Explanation I.-The word 'trees' does not include tea plants, rose bushes, betel plants, plantains and papitas, or any mere shrubs, bushes, plants or climbers.

Explanation II.-The word 'trees' includes fruit bearing trees, such as mango or jack fruit, which occupy the land for a long period, but does not include trees, such as guavas or peaches, which occupy the land for comparatively short period.

2. It is therefore necessary that the Court below should ascertain whether this piece of ground does come within this definition of 'grove-land' or not. If the ground comes within the definition of 'grove-land,' then under Section 3(2) the land is agricultural land and cannot be sold through civil Court amin. If on the other hand the land is not agricultural land but is a garden, then it may be sold through civil Court amin. It will be noted that a distinction is drawn in regard to the kind of fruit trees. Certain fruit trees such as guavas, peaches, plantains, papitas, etc, are trees which do not constitute a grove, but on the other hand mangoes, jack fruit, etc., which occupy the land for a long period do constitute a grove. It has been held in Ram Adhin v. Lachhmi Narain 1935 ALJ 989, that land which has a grove on it and is in possession of the proprietor himself who planted the . trees is agricultural land within the meaning of the Government Notification in question published in the U.P. Gazette of 26th July 1932.

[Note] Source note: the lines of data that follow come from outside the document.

PR #4298, opened 2026-01-06
Sequential curation

### LINKED ISSUE #4296: Extend `CurationModel` to `SequentialCuration`
We can extend the `apply_curation` to a list of curation steps:

```
class SequentialCuration(BaseModel):
    curation_steps: List[CurationModel]
```
+ some validators!!!

Then the `apply_curation` will be as follows:

```
def apply_curation(analyzer, curation_or_sequential_curation):
    if isinstance(curation_or_sequential_curation, CurationModel):
        return apply_one_step_curation(analyzer)
    elif isinstance(curation_or_sequential_curation, SequentialCuration):
        analyzer_current = analyzer
        for curation_step in curation_or_sequential_curation.curation_step:
            analyzer_current = apply_one_step_curation(analyzer_current)
        return analyzer_current
```

The `SecuentialCuration` will also have a method to generate an `(n_spikes, n_steps)` matrix representation of the curation steps.

alejoe91:
Fixes #4296 

Extends curation to a `SequentialCuration`, which contains a list of `CurationModel` steps that are applied in sequence

### DIFF
--- a/src/spikeinterface/curation/curation_model.py
+++ b/src/spikeinterface/curation/curation_model.py
@@ -4,6 +4,7 @@ from itertools import chain, combinations
 import numpy as np
 
 from spikeinterface import BaseSorting
+from spikeinterface.core.sorting_tools import _get_ids_after_merging, _get_ids_after_splitting
 
 
 class LabelDefinition(BaseModel):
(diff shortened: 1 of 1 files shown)


samuelgarcia:
And so I lost the debate...

src/spikeinterface/core/analyzer_extension_core.py
```diff
@@ -604,8 +604,9 @@ def _split_extension_data(self, split_units, new_unit_ids, new_sorting_analyzer,
                             arr = np.std(wfs, axis=0)
                         elif operator == "median":
                             arr = np.median(wfs, axis=0)
-                        elif "percentile" in operator:
-                            _, percentile = operator.splot("_")
```
chrishalcrow, line 609: <3

src/spikeinterface/metrics/template/template_metrics.py
```diff
@@ -244,7 +244,7 @@ def _prepare_data(self, sorting_analyzer, unit_ids):
             # templates_multi is a list of 2D arrays of shape (n_times, n_channels)
             tmp_data["templates_multi"] = templates_multi
             tmp_data["channel_locations_multi"] = channel_locations_multi
-            tmp_data["depth_direction"] = self.params["depth_direction"]
+            tmp_data["depth_direction"] = self.params.get("depth_direction")
```
chrishalcrow: This was giving a bug when loading analyzers from old versions of `si`

samuelgarcia: lets pur a comment in the code the why of the get()

chrishalcrow: Was for backwards compatibility - now moved a fix to the `_handle_backward_compatibility_on_load` function, so it makes more sense why it happens.

src/spikeinterface/curation/curation_model.py
```diff
@@ -366,6 +366,47 @@ def convert_old_format(cls, values):
...
+                )
+            ids_to_remove = ids_to_remove + merge.unit_ids
+            ids_to_add.append(merge.new_unit_id)
+
+        if ids_to_add is None:
+            ids_to_add = set()
+        if ids_to_remove is None:
+            ids_to_remove = set()
+
+        final_ids = set(intial_ids).difference(ids_to_remove).union(ids_to_add)
```
samuelgarcia: I guess that the set will break somehow the ordering of unit_ids no ?
I would implent this with list to keep the original order as much as possible.

Also something important stuff to decide :
 * does splied units stay inserted are are push to the end
 * same for merged units

src/spikeinterface/metrics/template/template_metrics.py
```diff
@@ -111,19 +111,48 @@ def _handle_backward_compatibility_on_load(self):
             self.params["metric_names"].remove("num_positive_peaks")
             if "number_of_peaks" not in self.params["metric_names"]:
                 self.params["metric_names"].append("number_of_peaks")
+                self.params["metric_params"]["number_of_peaks"] = self.params["metric_params"]["num_positive_peaks"]
```
samuelgarcia: why do we need to handle this in the PR ?
does it depends on other PR ?

src/spikeinterface/curation/curation_model.py
```diff
@@ -366,6 +366,47 @@ def convert_old_format(cls, values):
...
+        Returns the final unit ids of the `curation_model`, when new unit ids are
+        given for each curation choice. Raises an error if new unit ids are missing
+        for any curation choice.
+
+        Returns
+        -------
+        final_ids : list
+            The ids of the sorting/analyzer after curation takes place
+        """
+
```
samuelgarcia: Could we use this always for the final unit_ids to ensure some kind of deterministic unit id ordering ?

src/spikeinterface/metrics/template/template_metrics.py
alejoe91: I think that @chrishalcrow was solving a  bunch of other issues that came up while testing. We can move these out to #4304

src/spikeinterface/curation/curation_model.py
alejoe91: Do we care about the ordering of unit ids? 

Anyways, I think that this matches what we normally do:
- drop units that are note used anymore
- add new units to the end

No?

src/spikeinterface/curation/curation_model.py
alejoe91: where?

src/spikeinterface/curation/curation_model.py
chrishalcrow: I'm ok with keeping the original order - I'll change this!
What happens to the split and merged units depends on the split/merge strategy: the user can decide.

chrishalcrow: Oh wait, sorry. The order of the new ids depends on tons of other decision and strategies by the user. This function is only used to check that the initial and final ids are consistent, which is ok to do with sets. Maybe I can rename the functions...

3. Learned Counsel has invited attention to the fact that in the application the word 'house' is used. The Court has said nothing about the house in its order. This point may also be raised before the Court below.

4. We, therefore, allow this execution first appeal and remand the case to the Court below to decide the objection of the judgment-debtor in view of the direction given in this judgment. Costs hitherto incurred will abide the result.